*** STUDY MATERIAL

PR #1762, opened 2026-04-24
Respect video aspect ratio on the player

### LINKED ISSUE #1761: Respect aspect ratio of video content
When video content is playing, like a YouTube video, the iframe player typically stretches to fill the entire position.  The video is often not the same aspect ratio as the position, resulting in some black margins around the video.  I don't think this looks particularly good.

Instead, it would be great if the player had some way of staying constrained to the video's aspect ratio or had  a transparent background so the margin wasn't as eye catching.

For example, observe all the extra black around the YouTube video being played here: 

Image

We might need different implementations for each video provider?

bamnet:
Fixes #1761.

## Summary

Video iframes no longer stretch to fill the field. Each video component now wraps the iframe in a centered container and constrains it to an aspect ratio, so the surrounding space shows the template background instead of the embed player's black letterbox.

Ratios are computed server-side (`Video#effective_aspect_ratio`) with these defaults:
- **YouTube:** `16/9`, or `9/16` when the URL contains `/shorts/`
- **Vimeo:** `16/9`, then dynamically corrected on the frontend via `player.getVideoWidth()` / `getVideoHeight()` when the user hasn't set an override
- **TikTok:** `9/16`

YouTube's IFrame API has no equivalent to Vimeo's dimension getters (confirmed against the current API reference), and YouTube oEmbed always returns `200x113` regardless of the video's true orientation — so there's no reliable dynamic signal. To handle the remaining case (e.g. a vertical Short shared as a `watch?v=` link), a new "Aspect Ratio" selector on the video form lets the author override the default per video.

## Design notes

- New `Video::ASPECT_RATIOS` whitelist: `auto`, `16:9`, `9:16`, `4:3`, `1:1` (stored in the existing `config` JSON via `store_accessor`, no migration needed).
- `Video#as_json` exposes `aspect_ratio` (CSS-ready, e.g. `"9/16"`) and `aspect_ratio_auto` (bool) so the Vimeo component knows when it's safe to override from the Player API.
- Provider default/Shorts-URL logic lives in the model so the frontend stays thin.

## Test plan
- [x] `bin/rails test` (917 runs, 0 failures)
- [x] `yarn run vitest run` (13 files, 119 passed / 1 skipped)
- [x] `bundle exec rubocop` (no offenses)
- [x] `yarn run eslint "{app,test}/frontend/**/*.{js,vue}"` (clean)
- [x] Model tests cover per-provider defaults, Shorts URL detection, user override, `auto` fallback, validation.
- [x] Controller tests cover `aspect_ratio` permit/reject.
- [x] Frontend tests verify iframe `aspect-ratio` style per provider, and Vimeo dynamic correction only when `aspect_ratio_auto` is true.
- [ ] Manual browser smoke-test with a regular 16:9 YouTube, a `/shorts/` URL, a vertical Vimeo, a TikTok, and a manually-overridden video — confirm letterboxing against template background rather than black bars.

### DIFF
--- a/app/models/video.rb
+++ b/app/models/video.rb
@@ -4,10 +4,18 @@ require "cgi"
 class Video < Content
   store_accessor :config, :url, :aspect_ratio
 
-  # Permitted values for the user-facing aspect ratio override.
-  # nil / "auto" means "use the provider default" (with /shorts/ URL detection
-  # for YouTube and dynamic correction for Vimeo on the frontend).
-  ASPECT_RATIOS = [ "auto", "16:9", "9:16", "4:3", "1:1" ].freeze
+  # Permitted values for the user-facing aspect ratio override, with the
+  # labels shown in the form. nil / "auto" means "use the provider default"
+  # (with /shorts/ URL detection for YouTube and dynamic correction for Vimeo
+  # on the frontend).
+  ASPECT_RATIO_OPTIONS = {
+    "auto" => "Auto (detect from source)",
+    "16:9" => "16:9 (widescreen)",
+    "9:16" => "9:16 (vertical)",
+    "4:3" => "4:3 (standard)",
+    "1:1" => "1:1 (square)"
+  }.freeze
+  ASPECT_RATIOS = ASPECT_RATIO_OPTIONS.keys.freeze
 
   validates :aspect_ratio, inclusion: { in: ASPECT_RATIOS }, allow_blank: true
 
@@ -25,10 +33,10 @@ class Video < Content
   # user has not set an explicit override.
   def effective_aspect_ratio
     ratio = aspect_ratio
-    return css_ratio(ratio) if ratio.present? && ratio != "auto"
+    return ratio.tr(":", "/") if ratio.present? && ratio != "auto"
 
     case video_source
-    when "youtube" then youtube_default_ratio
+    when "youtube" then url.to_s.include?("/shorts/") ? "9/16" : "16/9"
     when "tiktok" then "9/16"
     else "16/9"
     end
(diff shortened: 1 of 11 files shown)


app/models/video.rb
```diff
@@ -78,6 +101,14 @@ def thumbnail_url
 
   private
 
+  def css_ratio(ratio)
```
bamnet: This function feels like something we should just move inline since it's only used once AFAICT.

app/views/videos/_form.html.erb
```diff
@@ -39,6 +39,24 @@
...
+                [ "Auto (detect from source)", "auto" ],
+                [ "16:9 (widescreen)", "16:9" ],
+                [ "9:16 (vertical)", "9:16" ],
+                [ "4:3 (standard)", "4:3" ],
+                [ "1:1 (square)", "1:1" ]
+              ],
+              { selected: video.aspect_ratio.presence || "auto" },
+              class: "block w-full px-3 py-2 border border-gray-300 rounded-lg shadow-sm focus:outline-none focus:ring-2 focus:ring-blue-500 focus:border-blue-500 text-sm" %>
+          <p class="text-xs text-gray-500 mt-1">
+            Override when auto-detection is wrong — for example, YouTube Shorts shared via a <code>watch?v=</code> link.
```
bamnet: instead of "shared ...", let's use "linked via a ... URL"

app/views/videos/_form.html.erb
```diff
@@ -39,6 +39,24 @@
           </p>
         </div>
 
+        <!-- Aspect Ratio -->
+        <div>
+          <%= form.label :aspect_ratio, "Aspect Ratio", class: "block text-sm font-medium text-gray-700 mb-2" %>
+          <%= form.select :aspect_ratio,
```
bamnet, line 45: Is there some way we can keep this list in sync with ASPECT_RATIOS in the model? Ideally we don't define it twice.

******

YOUR INSTRUCTIONS:
In the listing above, find the line containing "the Player API." and the line containing "return css_ratio(ratio) if", then retype both and every line between them exactly, with nothing else.

EXPECTED ANSWER:
- `Video#as_json` exposes `aspect_ratio` (CSS-ready, e.g. `"9/16"`) and `aspect_ratio_auto` (bool) so the Vimeo component knows when it's safe to override from the Player API.
- Provider default/Shorts-URL logic lives in the model so the frontend stays thin.

## Test plan
- [x] `bin/rails test` (917 runs, 0 failures)
- [x] `yarn run vitest run` (13 files, 119 passed / 1 skipped)
- [x] `bundle exec rubocop` (no offenses)
- [x] `yarn run eslint "{app,test}/frontend/**/*.{js,vue}"` (clean)
- [x] Model tests cover per-provider defaults, Shorts URL detection, user override, `auto` fallback, validation.
- [x] Controller tests cover `aspect_ratio` permit/reject.
- [x] Frontend tests verify iframe `aspect-ratio` style per provider, and Vimeo dynamic correction only when `aspect_ratio_auto` is true.
- [ ] Manual browser smoke-test with a regular 16:9 YouTube, a `/shorts/` URL, a vertical Vimeo, a TikTok, and a manually-overridden video — confirm letterboxing against template background rather than black bars.

### DIFF
--- a/app/models/video.rb
+++ b/app/models/video.rb
@@ -4,10 +4,18 @@ require "cgi"
 class Video < Content
   store_accessor :config, :url, :aspect_ratio
 
-  # Permitted values for the user-facing aspect ratio override.
-  # nil / "auto" means "use the provider default" (with /shorts/ URL detection
-  # for YouTube and dynamic correction for Vimeo on the frontend).
-  ASPECT_RATIOS = [ "auto", "16:9", "9:16", "4:3", "1:1" ].freeze
+  # Permitted values for the user-facing aspect ratio override, with the
+  # labels shown in the form. nil / "auto" means "use the provider default"
+  # (with /shorts/ URL detection for YouTube and dynamic correction for Vimeo
+  # on the frontend).
+  ASPECT_RATIO_OPTIONS = {
+    "auto" => "Auto (detect from source)",
+    "16:9" => "16:9 (widescreen)",
+    "9:16" => "9:16 (vertical)",
+    "4:3" => "4:3 (standard)",
+    "1:1" => "1:1 (square)"
+  }.freeze
+  ASPECT_RATIOS = ASPECT_RATIO_OPTIONS.keys.freeze
 
   validates :aspect_ratio, inclusion: { in: ASPECT_RATIOS }, allow_blank: true
 
@@ -25,10 +33,10 @@ class Video < Content
   # user has not set an explicit override.
   def effective_aspect_ratio
     ratio = aspect_ratio
-    return css_ratio(ratio) if ratio.present? && ratio != "auto"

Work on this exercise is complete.